In our group we perform high-pressure HP experiments on 2D materials and Moiré systems in the low-temperature (LT), room-temperature (RT) and the high-temperature (HT) range. Furthermore, we developed a new method- the horseshoe method- to consistently load 2D materials and heterostructures sitting on silicon substrates, into DACs, addressing a common bottleneck in such experiments. On HPRT and HPHT range, we focus on the high-pressure synthesis of novel 2D materials. For instance, in our recent work, we demonstrated for the first time, the formation of a hard, transparent, sp3-containing 2D phase from compression of few-layer graphene in a water at room-temperature, providing robust evidence of the formation of 2D diamond. On the HPLT range, we investigate novel collective excitations in Moiré systems by Raman spectroscopy, photoluminescence, reflection contrast and magneto-optical Kerr effect.

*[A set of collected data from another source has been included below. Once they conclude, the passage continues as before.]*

PR #1050, opened 2018-02-12
Fix lcd/cd in last commit

andymass:
Terribly sorry about this, and for catching it only after merge, but I realized I permuted lcd and cd in my PR 😞. The logic should be as follows:

- If *haslocaldir does not exist, assume `lcd` (as done prior to 80b96c1) 
- If window has a local dir, use `lcd`
- If window has no local dir use `cd`


lervag:
No problem! :)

Photon scattering and spectroscopy techniques in the optical regime are among the most powerful probes of 2D materials. Such techniques include inelastic light (Raman) scattering, photoluminescence, differential reflection/absorption spectroscopy, circular/linear dichroism and magneto-optical Kerr-effect measurements. Together, these probes provide detailed information on the lattice (vibrational), magnetic, and electronic structure. Combined with in-house sample fabrication and in-situ tunability of temperature, magnetic/electric field, uniaxial strain and hydrostatic pressure, a wide variety of samples can be investigated within a broad range of their respective phase diagrams. In our group, these techniques are used to investigate magnetism in novel magnetic van der Waals materials, including magnetic 2D heterostructures, as well as optical signatures of moiré physics in twisted heterobilayers.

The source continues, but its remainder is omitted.